I agree larger jumps doesn't test driving skills to me, especially at Mike's. An error there can cost you an arm or shock tower if landing incorrectly. If you like the jumps the River is better suited for that with me, Mike's the turns and staying in the right drive line.

The less change the better for me. I think I have the left side of the track almost down. Now I only have to worry about the right side changes. 

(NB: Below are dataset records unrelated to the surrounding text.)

PR #398, opened 2024-01-08
DM-42301: Make calibration-lookup logic less restrictive.

TallJimbo:
Logic in the prerequisite finders that was expecting a regular calibration lookup was not correctly handling cases where the task did not have temporal dimensions even though the dataset was a calibration; it was raising exceptions even though falling through to findDataset or queryDatasets calls would have worked just fine.

## Checklist

- [x] ran Jenkins

### DIFF
--- a/doc/changes/DM-42301.bugfix.md
+++ b/doc/changes/DM-42301.bugfix.md
@@ -1,0 +1,1 @@
+Fix a QG generation bug involving unusual combinations of dimensions and calibration datasets.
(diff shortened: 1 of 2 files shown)


timj (approved):
Looks okay. Do we know that ci_middleware exercises this code?

TallJimbo:
`ci_middleware` exercises most of the logic branches in `PrerequisiteFinders`, but not all of them, and I know for a fact that it doesn't exercise the bug that spawned this ticket, though `ci_cpp` might, but I just can't prioritize adding CPP-like data and tasks to `ci_middleware` right now.

Some of the other branches cannot actually be exercised since we only have one concrete `QuantumGraphBuilder` implementation class and that does optimized versions of some of those branches before they ever have a chance to fire.  I figure currently-unreachable code that's probably correct is better than raising or asserting, but :man_shrugging:?

PR #282, opened 2024-10-02
progressbar only if nevents!=0

ralfschmieder:
progressbar results in error, if nevents=0 and no ntuple tree is available. Therefore the progressbar is only initiated if nevents!=0


nshadskiy (approved):
Nice catch!

PR #286, opened 2024-12-06
Merge some changes of CROWN_tutorial branch with main

tvoigtlaender:
- Replace "is not None" checks as lists/sets/dicts are not seen as "None", even when empty.

- Allow for renaming of global scope and usage of no global scope by changing the setting in the analysis config.

- Add empty build dir.


.gitignore
```diff
@@ -1,8 +1,9 @@
 # folders
-build/
-build*/
+build/*
+!build/.gitkeep
```
nshadskiy, line 3: Does this still cover the `build*/` case? I'm not that familiar with the gitignore syntax.

code_generation/configuration.py
```diff
@@ -88,7 +89,7 @@ def __init__(
         self.available_scopes = set(available_scopes)
         self.available_outputs: Dict[str, QuantitiesStore] = {}
         self.available_shifts: Dict[str, Set[str]] = {}
-        self.global_scope = "global"
+        self.global_scope = global_scope
```
nshadskiy, line 92: If you want to do this you probably also need propagate this everywhere where `"global"` is explicitly used. Like here
https://github.com/KIT-CMS/CROWN/blob/95ea5cb8f6bf33ed5dbfc7ab635587a093527a40/code_generation/producer.py#L149
https://github.com/KIT-CMS/CROWN/blob/95ea5cb8f6bf33ed5dbfc7ab635587a093527a40/code_generation/rules.py#L23
https://github.com/KIT-CMS/CROWN/blob/95ea5cb8f6bf33ed5dbfc7ab635587a093527a40/code_generation/optimizer.py#L82
as just a few examples.

.gitignore
tvoigtlaender: I think it doesn't, but I'm also unsure if build*/ dirs are ever exist. I thought all of the generated code is put into the build dir.

Do you have an example where build*/ is generated?

tvoigtlaender:
Some of the 'if cases' in the code make assumptions that lead to unintended consequences.

One such example: 
A check of whether a variable is 'None'. 
The actual value is an empty list and is therefore not 'None'. 
In most cases, the handling for an empty list and a 'None' would be the same.
However, a few select [places](https://github.com/KIT-CMS/CROWN/blob/95ea5cb8f6bf33ed5dbfc7ab635587a093527a40/code_generation/producer.py#L682) explicitly check for non-'None' empty values (like an empty list) later on and have to be treated accordingly.

.gitignore
nshadskiy: I often have multiple `build_*` directories when I test stuff with different configurations, e.g. a build folder for ntuples and a build folder for friends which take the produced ntuples. Or for comparisons of different ntuple configurations.

tvoigtlaender: Added 'build*/' back.

code_generation/configuration.py
tvoigtlaender: The intended change here is to only provide the option to not have a `global` scope at all. A more direct choice for this was implemented in [Link](https://github.com/KIT-CMS/CROWN/pull/286/commits/542ca2cdd09a8dc7cbc11bb865fd47daaaf72752#diff-bac2f5f7803facde8e079f690ad030af05a725fed5d366f97a2f0d41516b2430). As of now, there is no documentation for this feature.

Renaming the global scope is not really needed in my opinion.
It is currently not possible to only have a global scope due to a separate bug that is out of the scope of this PR.
The two cases lead to a very similar outcome (Only having a single scope), but the option to not have a global scope at all leaves more options for the naming of scopes. It also works with the case in which all scopes are treated differently from the very start and no global scope would be used.

code_generation/configuration.py
```diff
@@ -613,7 +618,7 @@ def _remove_empty_configkeys(self, config) -> None:
             Returns:
                 None
         """
-        for key in config:
+        for key in list(config):
```
nshadskiy, line 621: Why do we need to change it to a list?

build/.gitkeep
nshadskiy, line 1: This `build` folder should not be present since we ignore it, right?

nshadskiy (approved):
Besides the two understanding questions, I think everything is fine.

code_generation/configuration.py
nshadskiy: Ok, we should work on this is a separate PR. I will make an issue for that.

build/.gitkeep
tvoigtlaender: This `!build/.gitkeep` is excluded from the ignore. The idea is that you'd already have the build dir when you check out the repo, and you don't have to make it before you can start. Everything except the hidden file in `build` is still ignored.

code_generation/configuration.py
tvoigtlaender: Removed in https://github.com/KIT-CMS/CROWN/pull/286/commits/c6acbae4d9494be64640dcec1c85f52fd76d5a4f

code_generation/configuration.py
tvoigtlaender: Sounds reasonable. Removed in https://github.com/KIT-CMS/CROWN/pull/286/commits/6bd7f6372cd42c387c37124ef05cf8b053cf2408

PR #291, opened 2024-12-15
Fix for cpp_addons PR. Templating for subset_template fixed.

tvoigtlaender:
Templating is currently not applied to subset template.
This PR adds this functionality.
Also turns logging of include templating to debug level.


a-monsch:
Thank you!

Heck, Ill be happy if that track only had rollers and a table for all I care...lol. Less brakeage to worry about.


----------



## killerkustoms (Nov 6, 2008)

Guffinator said:


> I don't get the "let down" thing....let's race, I don't care what the layout is like.


I agree with you Guff, who cares let's just race.

Michael with the track being a let down there shouldn't be any reason you don't finish the race..LOL BTW qualify in the "A" so you don't go through that who bumps from "B" thing you went through at River.


----------



## kstoracing (Oct 30, 2008)

That's my goal qaulify in A. Have three tries to do it...lol.


----------



## Courtney Vaughan (Apr 11, 2007)

kstoracing said:


> That's my goal qaulify in A. Have three tries to do it...lol.


Try running 4 tires......should improve your lap times slightly.........


----------



## kstoracing (Oct 30, 2008)

I haven't lost a tire yet. Using the breaks a little earlier is m problem...lol.


----------



## cjtamu (Sep 22, 2004)

kstoracing said:


> I haven't lost a tire yet. But I didn't know until Chris told me the other day that my car even had brakes. Still figuring out how to use them.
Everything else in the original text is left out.